- **Data records**:
%%

PR #2175, opened 2026-08-18
feat(code): pin harness binaries and rework workspace review

naingthet:
## Summary

Code mode now drives pinned harness installs and the workspace review chrome is no longer a second copy of Files/Diff.

- Install each engine under `{data_dir}/tools/harnesses/{kind}/{version}` at an exact npm version. Probe and launch use that binary; PATH is not the engine. Decision [0041](docs/decisions/0041-pinned-harness-binaries.md) records the choice and supersedes the "no bundling in v1" clause of 0034.
- Persist `CodeSession.model` (desktop schema epoch 30). Create and submit accept an optional model; adapters pass it through (`--model`, Codex/opencode session start).
- Model options come from the live harness catalog, or only model-gateway models when the gateway is in use. The picker shows real names plus source, with ⌘1–9. Workspace create no longer picks a model — the harness default is what opens.
- Composer reuses the chat control. Files, Diff, and the PR live in the inspector; stale Files/Diff URL tabs are not promoted into the conversation strip. PR checks are spelled out (passing/pending/failing) and the PR number links out.
- Claude model listing reads `~/.claude/settings.json` instead of launching the `models` TUI.

## Test plan

- [ ] First code-mode visit installs the pins under the data directory; doctor shows a failed install instead of falling through to PATH
- [ ] Claude 2.1.234 reports Ask, Auto, and Allow as supported
- [ ] Starting a workspace without choosing a model uses the harness default, and that name appears in the composer immediately
- [ ] Changing the model in the picker actually changes the next turn
- [ ] With model-gateway configured, the picker only lists gateway models
- [ ] Files/Diff stay in the inspector; opening the terminal does not create a Files/Diff strip tab
- [ ] An existing PR shows title, status-colored icon, outbound link, and spelled-out checks
- [ ] Pre-v1 local DB is wiped by the epoch 30 bump


naingthet (commented):
Pins each code-mode harness to an exact npm version under `{data_dir}/tools/harnesses/{kind}/{version}` with an `installed.json` marker. Probe prefers that binary when `data_dir` is set and does **not** fall through to PATH (listing must not install or silently drive an unpinned CLI). Create-session and doctor refresh call `ensure_installed`. Tests without a data directory still use the login-shell shim.

Decision 0041 records this and supersedes 0034's no-bundling clause. Capability flags describe the pin (Claude 2.1.234). Session `model` is persisted (desktop schema epoch 30; pre-v1 DBs wipe). Workspace create uses the harness default; the composer picker lists live harness or gateway-only models. Files/Diff/PR move into the inspector.

Install is `npm install pkg@exact` with a version+package marker, not a digest pin like managed Node. That matches the decision's written rule. Windows pinning is explicitly parked.

No blocking issue in the pin/probe contract. Hold merge until clippy, desktop test, UI, and workspace test finish on this head.

naingthet (commented):
Follow-up folds Grok print-mode launch into `PrintLaunch` so `--model` does not trip the 8-arg clippy cap. Probe listing uses `and_then(normalize_model_id)` and a char-array trim. AppShell's mock now stubs `listCodeHarnessModels` so catalog refresh after Cmd+N does not reject.

Pin/probe contract from the previous head is unchanged: managed binary wins, no PATH fallback when `data_dir` is set. Desktop UI already passed on this head.

No blocking issue. Hold merge until clippy and workspace test finish.

naingthet (commented):
## Summary

The pin + epoch-30 pairing is the right pre-v1 shape: `code_session.model` is a baseline column, so the wipe is required. Probe no longer falls through to PATH once `data_dir` is set, which matches 0041.

**Do not merge yet.** Six bugs: npm install still depends on the GUI PATH; doctor refresh swallows pin-install failures; create now defaults to Allow against 0033; Cmd+W is unscoped and preventDefaults the window close; persisted session model is ignored by live Codex/OpenCode children; pin probe can launch with an empty env if shell capture fails.

## Issue counts by severity

- bugs: 6
- suggestions: 4
- nits: 0

crates/tidebreak-harness/src/pin.rs
```diff
@@ -0,0 +1,236 @@
...
+    .map_err(|err| format!("could not write harness install marker: {err}"))?;
+    managed_binary(data_dir, kind).ok_or_else(|| {
+        format!(
+            "npm install {spec} finished but {} was not executable",
+            pin.bin
+        )
+    })
+}
+
+fn find_npm(data_dir: &Path) -> Option<PathBuf> {
```
naingthet: **[bug]** `ensure_installed` finds npm by scanning `{data_dir}/tools/node/*/bin/npm` and then PATH, and spawns that binary with no PATH rewrite. Official Node's `bin/npm` is `#!/usr/bin/env node`, so even a managed npm will look up `node` on the process PATH. A Tidebreak desktop server is a GUI child: that PATH usually has neither Homebrew npm nor the sibling `node`. First-run doctor/create then fails with "no npm available". 0041's "user PATH is not the engine" rule is applied to the harness binary, then the installer reintroduces GUI-PATH discovery.

**Suggestion:** Resolve npm via the managed Node pin, put that `bin` directory first on the child PATH (or invoke `node npm-cli.js`), and fail with a doctor-facing "install the managed Node runtime" reason when that pin is missing.

crates/tidebreak-server/src/routes/code/harnesses.rs
```diff
@@ -21,10 +21,47 @@ pub async fn list_harnesses(
...
     State(state): State<AppState>,
 ) -> Result<Json<HarnessDoctorReport>, ServerError> {
-    require_code(&state)?.invalidate_probes();
+    let runtime = require_code(&state)?;
+    #[cfg(not(test))]
+    {
+        let installs = HarnessKind::ALL.iter().map(|kind| {
+            let data_dir = runtime.data_dir.clone();
+            async move {
+                let _ = tidebreak_harness::ensure_installed(&data_dir, *kind).await;
```
naingthet: **[bug]** Doctor refresh is the documented install trigger, but each `ensure_installed` error is discarded (`let _ = ...`). After a failed npm/Node lookup the probes are invalidated and the doctor still says "refresh to install the pinned {kind} binary". The user can loop on Refresh forever with no failure text.

**Suggestion:** Collect install errors per kind and put them on the doctor row. Do not advertise "refresh to install" when the last refresh already failed.

crates/tidebreak-desktop/ui/src/code/labels.ts
```diff
@@ -124,15 +125,15 @@ export function autoIsUnsupervised(caps: ModeCaps): boolean {
...
 
 /**
- * Create default: Ask when the engine carries approvals, else Plan when it
- * has one, else Auto when that is the only posture it honors. An engine
- * honoring nothing still answers Plan — create is disabled before it posts.
+ * Create default: Allow all when the engine can honor it. Otherwise the
+ * most autonomous posture it actually has.
  */
 export function defaultCreatePermissionMode(caps: ModeCaps): CodePermissionMode {
+  if (caps.allow_mode === "supported") return "allow";
```
naingthet: **[bug]** Create default is now Allow whenever `allow_mode` is supported. Decision 0033 still says Ask is the default and "Tidebreak never launches a harness with its permission-bypass flag as a composed default"; 0038 only moved Grok-tier to unsupervised Auto, not Allow.

**Suggestion:** Keep Ask (or the most autonomous *non-bypass* honorable mode) as the create default. Leave Allow as an explicit opt-in.

crates/tidebreak-desktop/ui/src/ShellShortcuts.ts
```diff
@@ -171,6 +172,14 @@ export const SHELL_SHORTCUTS: readonly ShellShortcutDef[] = [
     scope: "code",
     allowInEditable: true,
   },
+  {
+    id: "close-tab",
```
naingthet, line 176: **[bug]** `close-tab` is Cmd+W with no `scope: "code"`. `useShellShortcuts` always preventDefaults a matched definition. In chat, and in a code workspace with no URL tabs, the handler returns immediately, so Cmd+W no longer closes the window.

**Suggestion:** Scope the binding to `code`, skip preventDefault when there is no closable strip tab, and close via `closeCodeChromeTab`.

crates/tidebreak-desktop/ui/src/code/CodeWorkspacePage.tsx
```diff
@@ -151,6 +152,7 @@ function CodeWorkspaceBody({ workspaceId }: { workspaceId: string }) {
       });
       catalog.rememberSession(created);
       setSession(created);
+      await client.submitCodeTurn(created.id, message);
```
naingthet, line 165: **[bug]** Session `model` is persisted and the composer offers a picker, but the running engine often never sees the choice. Codex only puts `model` on `thread/start`; OpenCode only on `session_create_body`. After that, `onModelChange` is local state plus a later submit — the long-lived engine does not pick it up.

**Suggestion:** Pass the selected model into `createCodeSession`. For Codex/OpenCode, refuse mid-session model changes or tear down/recreate the engine session.

crates/tidebreak-harness/src/probe.rs
```diff
@@ -99,6 +102,22 @@ pub async fn probe_shell(host: &HostEnv, name: &str) -> Result<ProbeCapture, Pro
     if name.is_empty() || name.contains(['/', '\\', '\0', '\'', '"', ';', '|', '&']) {
         return Err(ProbeError::NotFound(name.to_owned()));
     }
+    if let Some(data_dir) = &host.data_dir {
+        if let Some(kind) = kind_for_command(name) {
+            if let Some(binary) = crate::managed_binary(data_dir, kind) {
+                let env = capture_shell_env(host).await.unwrap_or_default();
```
naingthet: **[bug]** When a pin exists, probe captures the login-shell environment and launches with `env_clear()` plus that snapshot. Capture failure becomes `unwrap_or_default()`, i.e. an empty env. The child then has no HOME, no user PATH, and none of the gateway/profile variables 0041 says still come from the shell.

**Suggestion:** On capture failure, use the process environment (minus Tidebreak internals), and put the shell stderr on the doctor row.

crates/tidebreak-harness/src/pin.rs
naingthet: Addressed in 2220250c42c23465ff6f996f75dca476fd762f85: npm install now uses `{data_dir}/tools/node/<ver>/bin/{node,npm}` only. That bin dir is prepended to the child PATH so the shebang finds the sibling node. Missing managed Node is a doctor-facing "install the managed Node runtime" error; GUI PATH is not consulted.

crates/tidebreak-server/src/routes/code/harnesses.rs
naingthet: Addressed in 2220250c42c23465ff6f996f75dca476fd762f85: refresh collects each `ensure_installed` result onto the runtime. A failed pin is written on that kind's doctor remediation and the "refresh to install" copy is not shown again. Success clears the stored error.

crates/tidebreak-desktop/ui/src/code/labels.ts
naingthet: Addressed in 2220250c42c23465ff6f996f75dca476fd762f85: create default is Ask when structured approvals are supported, otherwise Auto (Grok-tier, 0038) or Plan. Allow remains in the picker as an explicit opt-in.

crates/tidebreak-desktop/ui/src/ShellShortcuts.ts
naingthet: Addressed in 2220250c42c23465ff6f996f75dca476fd762f85: `close-tab` is scoped to code. The handler returns false (no preventDefault) when there is no workspace or no closable strip tab, and otherwise closes via `closeCodeChromeTab`.

crates/tidebreak-desktop/ui/src/code/CodeWorkspacePage.tsx
naingthet: Addressed in 2220250c42c23465ff6f996f75dca476fd762f85: create now passes the inferred catalog default. Claude and Grok still honor a later picker change on the next turn. Codex and OpenCode lock the picker after start because they only take the model on thread/session create.

crates/tidebreak-harness/src/probe.rs
naingthet: Addressed in 2220250c42c23465ff6f996f75dca476fd762f85: a failed login-shell capture no longer yields an empty env. The child gets the process environment minus Tidebreak internals, and the capture error is written to probe stderr for the doctor row.

naingthet (commented):
## Summary

`83b937e` wraps the Cmd+J / Cmd+I test handlers so they return `void` instead of `number`. That matches the `() => boolean | void` handler type from the Cmd+W preventDefault change and is the desktop UI `tsc` failure.

## Blocking

None in this commit. The earlier pin / doctor / default / Cmd+W / model-lock fixes on `2220250` still look right.

Waiting on the new desktop UI / clippy / test lanes.

naingthet (commented):
## Summary

`fb391ee` folds the extra `drive_turn` argument into `QueuedFollowUp` so clippy's arg cap stays satisfied after session model was added, and marks `record_pin_install` unused-ok in test builds where pin install is skipped.

## Blocking

None. Same payload, fewer parameters. Waiting on the new clippy / desktop UI / test lanes.

crates/tidebreak-desktop/ui/src/code/CodeCatalogStore.ts
```diff
@@ -43,22 +60,51 @@ export const useCodeCatalogStore = create<CodeCatalogStore>()((set, get) => ({
...
     } catch (error) {
       set({
         loaded: true,
         error: error instanceof Error ? error.message : String(error),
       });
+      return;
+    }
+    const extras: Promise<void>[] = [
+      client
+        .getHarnessDoctor()
```
naingthet, line 89: **[bug]** Server `refresh_harnesses` now records install errors, but Code home Refresh still calls `catalog.refresh`, which only `getHarnessDoctor()`s. `list_harnesses` never installs, so `pin_install_error` stays empty and the empty state still says "Refresh to install the engines this build drives". Only Settings (`refreshHarnessDoctor`) records an install error.

**Suggestion:** Point the doctor list's Refresh at `refreshHarnessDoctor`, then write the report into the catalog. Keep catalog page-load on GET so listing workspaces does not wait on npm.

crates/tidebreak-cli/src/code.rs
```diff
@@ -762,19 +762,14 @@ async fn resolve_run_session(
...
 }
 
-/// Desktop create default: Ask when this engine's structured approvals are
-/// Supported; else Plan when it has a plan posture; else Auto when that is
-/// the only posture it honors (grok-tier — unsupervised, and said so). A
-/// missing doctor row defaults to Plan and lets the server refuse.
+/// Desktop create default: Allow all when the engine can honor it.
 fn default_create_permission_mode(caps: Option<&HarnessCaps>) -> CodePermissionMode {
     match caps {
+        Some(caps) if caps.allow_mode == CapLevel::Supported => CodePermissionMode::Allow,
```
naingthet: **[bug]** Desktop `defaultCreatePermissionMode` now returns Ask, then Auto, then Plan, and never Allow. The CLI helper this PR still presents as the "Desktop create default" does the opposite: Allow when `allow_mode` is supported, and Allow again when the doctor row is missing. `tidebreak code start` with no `--mode` therefore composes the bypass flag by default, which decision 0033 still forbids.

**Suggestion:** Mirror `labels.ts`: Ask when structured approvals are supported, else the most autonomous non-bypass honorable mode, else Plan. Keep Allow as an explicit `--mode`.

crates/tidebreak-desktop/ui/src/code/CodeWorkspacePage.tsx
```diff
@@ -142,15 +140,21 @@ function CodeWorkspaceBody({ workspaceId }: { workspaceId: string }) {
...
 
-  async function startSession(harness: HarnessKind, permissionMode: CodePermissionMode) {
+  async function startSession(
+    harness: HarnessKind,
+    permissionMode: CodePermissionMode,
+    message: string,
+  ) {
     setStarting(true);
     try {
       const created = await client.createCodeSession(workspaceId, {
```
naingthet, line 158: **[bug]** Codex/OpenCode now omit `onModelChange` after attach, and create *can* send `inferredHarnessModel`. That id is filled only after catalog listing succeeds, and doctor GET usually wins that race, so New Workspace and the start prompt can post `model: undefined`. Codex still puts the id only on `thread/start`, OpenCode only on `session_create_body`. The start composer and new-workspace dialog still have no model picker — the only time those two engines would honor a choice.

**Suggestion:** Await the listing before create, and put the picker on the start prompt / new-workspace dialog. After attach is too late for Codex/OpenCode.

naingthet (commented):
## Summary

Rechecked the iteration (`2220250c` plus the clippy/typecheck follow-ups on this head). Three of the six earlier bugs are actually fixed: managed Node bin is first on PATH, Cmd+W is code-scoped and only preventDefaults when a strip tab closes, and a failed shell capture uses the process environment.

**Still do not merge.** Three leftovers:

1. Code-home Refresh still only GETs the doctor. It never hits `refresh_harnesses`, so first-run install still does not run from the empty-state button.
2. Desktop create now defaults to Ask; `tidebreak code start` still defaults to Allow, including when the doctor row is missing.
3. Codex/OpenCode lock the picker after start, but create often sends no model and the start surfaces still have no picker.

## Issue counts by severity

- bugs: 3
- suggestions: 0
- nits: 0

crates/tidebreak-desktop/ui/src/code/CodeCatalogStore.ts
naingthet: Addressed in c5ed1081f933959763894ff062b46634fd5ff0dd: the empty-state Refresh button now calls `refreshDoctor`, which POSTs `/code/harnesses/refresh` and writes the report into the catalog. Page load still GETs so listing workspaces does not wait on npm.

crates/tidebreak-cli/src/code.rs
naingthet: Addressed in c5ed1081f933959763894ff062b46634fd5ff0dd: `tidebreak code start` now uses the same default as the desktop — Ask when structured approvals are supported, otherwise Auto or Plan. Missing doctor row is Plan, not Allow. Allow stays an explicit `--mode`.

crates/tidebreak-desktop/ui/src/code/CodeWorkspacePage.tsx
naingthet: Addressed in c5ed1081f933959763894ff062b46634fd5ff0dd: the start prompt and new-workspace dialog now list models. Create awaits `ensureHarnessModels` (or gateway models) and posts that id, so Codex/OpenCode see the choice on thread/session create.

naingthet (commented):
## Summary

Rechecked `c5ed1081` against the three leftovers from `fb391ee`.

1. Code-home Refresh now calls `refreshDoctor` (POST `/code/harnesses/refresh`). Page load still GETs. First-run install from the empty-state button actually runs.
2. `tidebreak code start` now mirrors desktop: Ask when structured approvals are supported, else Auto, else Plan. Allow is only `--mode`. The missing-doctor fallback is Plan, not Allow.
3. Start prompt and New Workspace list models, wait on `ensureHarnessModels`, and pass the chosen/default id into `createCodeSession`. Codex/OpenCode can receive the model at session start. The live picker still locks after attach.

Those three bugs look fixed. No new correctness issues in this commit. Hold only for CI on this head.

## Issue counts by severity

- bugs: 0
- suggestions: 0
- nits: 0

naingthet (commented):
## Summary

`95771c7` boxes `CodeUpdateNotice::Digest.pr_state` as `Option<Box<PullRequestDigest>>` and switches the CLI renderer to `as_deref()`. That is the `large_enum_variant` clippy failure from `PullRequestDigest` growing checks/title. Serde of `Box<T>` is transparent, so the wire shape is unchanged.

## Blocking

None. Waiting on the new clippy / desktop / test lanes.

%%

- **Exercise objective**: Word for word, quote the lines of the material from the first line through the line with "- [ ] Files/Diff", both ends included.

- **Output below**:
PR #2175, opened 2026-08-18
feat(code): pin harness binaries and rework workspace review

naingthet:
## Summary

Code mode now drives pinned harness installs and the workspace review chrome is no longer a second copy of Files/Diff.

- Install each engine under `{data_dir}/tools/harnesses/{kind}/{version}` at an exact npm version. Probe and launch use that binary; PATH is not the engine. Decision [0041](docs/decisions/0041-pinned-harness-binaries.md) records the choice and supersedes the "no bundling in v1" clause of 0034.
- Persist `CodeSession.model` (desktop schema epoch 30). Create and submit accept an optional model; adapters pass it through (`--model`, Codex/opencode session start).
- Model options come from the live harness catalog, or only model-gateway models when the gateway is in use. The picker shows real names plus source, with ⌘1–9. Workspace create no longer picks a model — the harness default is what opens.
- Composer reuses the chat control. Files, Diff, and the PR live in the inspector; stale Files/Diff URL tabs are not promoted into the conversation strip. PR checks are spelled out (passing/pending/failing) and the PR number links out.
- Claude model listing reads `~/.claude/settings.json` instead of launching the `models` TUI.

## Test plan

- [ ] First code-mode visit installs the pins under the data directory; doctor shows a failed install instead of falling through to PATH
- [ ] Claude 2.1.234 reports Ask, Auto, and Allow as supported
- [ ] Starting a workspace without choosing a model uses the harness default, and that name appears in the composer immediately
- [ ] Changing the model in the picker actually changes the next turn
- [ ] With model-gateway configured, the picker only lists gateway models
- [ ] Files/Diff stay in the inspector; opening the terminal does not create a Files/Diff strip tab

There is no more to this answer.